What Life on the Margins Feels Like

A recent uproar on my campus reveals the pain young people of color feel at being treated like “others.”

By JILL RICHARDSON

My campus, the University of Wisconsin-Madison, is in an uproar over a video to promote the school’s homecoming that features no students of color.

We are one of the whitest schools in the country, but we are not unique in having a race problem. In that regard, we’re as American as apple pie. Or, rather, cheddar cheese.

As a white person, I will never truly know what it feels like to be a person of color, on our campus or anywhere else. I will not even try to speak to an experience I’ve never had.

What I can offer is a perspective as a person with other marginalized identities (I’m a queer, disabled woman) who has led countless discussions about race and racism with UW students in the classroom. I listen to my students of all races, and I learn from them.

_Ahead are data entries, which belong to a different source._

PR #557, opened 2017-11-07
Tap tests run against CDN

adamweeks:


test/journeys/specs/tap/widget-space/oneOnOne.js
```diff
@@ -52,48 +53,15 @@ describe(`Widget Space: One on One: TAP`, () => {
...
-    const title = browserLocal.getTitle();
-    assert.equal(title, `Widget Space Production Test`);
-  });
-
-  it(`loads the user's name`, () => {
-    local.browser.waitForVisible(`h1.ciscospark-title`);
-    local.browser.waitUntil(() => local.browser.getText(`h1.ciscospark-title`) !== `Loading...`);
-    assert.equal(local.browser.getText(`h1.ciscospark-title`), remote.displayName);
-  });
-
```
moriahmaney: Is there a reason for deleting these two tests? I don't see a check for correct title/display name in the `loginAndOpenWidget` function

test/journeys/specs/tap/widget-space/space.js
```diff
@@ -201,8 +182,8 @@ describe(`Widget Space: Group Space: TAP`, () => {
       verifyMessageReceipt(local, remote, lorraineText);
       verifyMessageReceipt(remote, local, lorraineText);
       const clientSendEvents = getEventLog(local.browser);
-      assert.include(clientSendEvents, `messages:created`, `has a message created event`);
-      assert.include(clientSendEvents, `rooms:unread`, `has an unread message event`);
+      assert.isTrue(clientSendEvents.some((event) => event.eventName === `messages:created`), `event was not seen`);
+      assert.isTrue(clientSendEvents.some((event) => event.eventName === `rooms:unread`), `event was not seen`);
```
moriahmaney: Consider adding which type of event to the error message (`messages: created event was not seen`) because there's a lot of assertions here

test/journeys/specs/tap/widget-recents/index.js
```diff
@@ -33,7 +34,7 @@ describe(`Widget Recents`, () => {
 
   before(`load browser`, () => {
     browserLocal
-      .url(`/production/recents.html`)
+      .url(`https://code.s4d.io/widget-recents/latest/demo/index.html`)
```
moriahmaney: Is there a reason we aren't setting baseUrl to https://code.s4d.io/ if `process.env.TAP` is true?

adamweeks: No. There's not a good reason. Good call.

test/journeys/specs/tap/widget-space/oneOnOne.js
adamweeks: I guess I could add them back, I didn't really see a good reason for keeping them. They were originally there for a confirmation that the browser was ready, but that is being handled in the login function now

moriahmaney: Ok, works for me. Don't imagine that there would be a bug where the display name is wrong that wouldn't be caught by the check against `Send message to ${remote.displayName}` anyways.

adamweeks:
Blocked until /production is updated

Many of these students experience hatred or prejudice, but that’s not the only way they’re marginalized. Just as often, it’s a product of constantly seeing the dominant group (straight, male, white, able-bodied, cisgender, middle to upper class) treated as the default, the norm, or the universal — while your group is treated as “other.”

Their story is taught in history and literature classes. Yours is taught in “ethnic studies” or “women’s studies” or “LGBTQ studies,” whatever the case may be. They are “mainstream.” You exist in the margins.

Often marginalized groups are simply invisible, like queer people in animated Disney movies or people of color in UW’s homecoming video. When marginalized people are represented, it’s often to serve a purpose for the dominant group, without challenging their default status as the norm.

It’s hard to convey how much this hurts, to be always treated as an “other,” to never see representations of people like you that resonate with your actual life experiences. To be expected to live in someone else’s subjectivity while they never have to live in yours.

When you do try to explain your perspective to someone in the dominant group, often they refuse to listen. It’s exhausting and painful to debate and argue your own humanity to someone who denies it.

I can’t speak to exactly how people of color feel about the homecoming video, but I know this: They are experiencing that video in the context of a lot of other racism that they live with every day, that the university pays lip service to addressing while not addressing it.

In all likelihood, the negative reaction isn’t just about the video. It’s the video on top of everything else.

Moreover, when the video came out and people of color expressed how they felt about it, many white people did not respond by listening. If you read comments posted online about this issue, many are from white people who express anger at people of color for complaining.

Whatever harm or hurt the initial video caused, comments like that make it worse. A lot worse.

My graduate research is on conflict resolution. The path to resolving differences requires listening to one another, treating one another with respect, and acknowledging one another’s humanity.

In this case, a better response would have been to listen to those hurt by the video, learn how it feels to be in their shoes, and ask what should be done to make things right going forward.

Jill Richardson is the author of “Recipe for America: Why Our Food System is Broken and What We Can Do To Fix It.” She is pursuing a PhD in sociology at the University of Wisconsin-Madison. Distributed by OtherWords.org.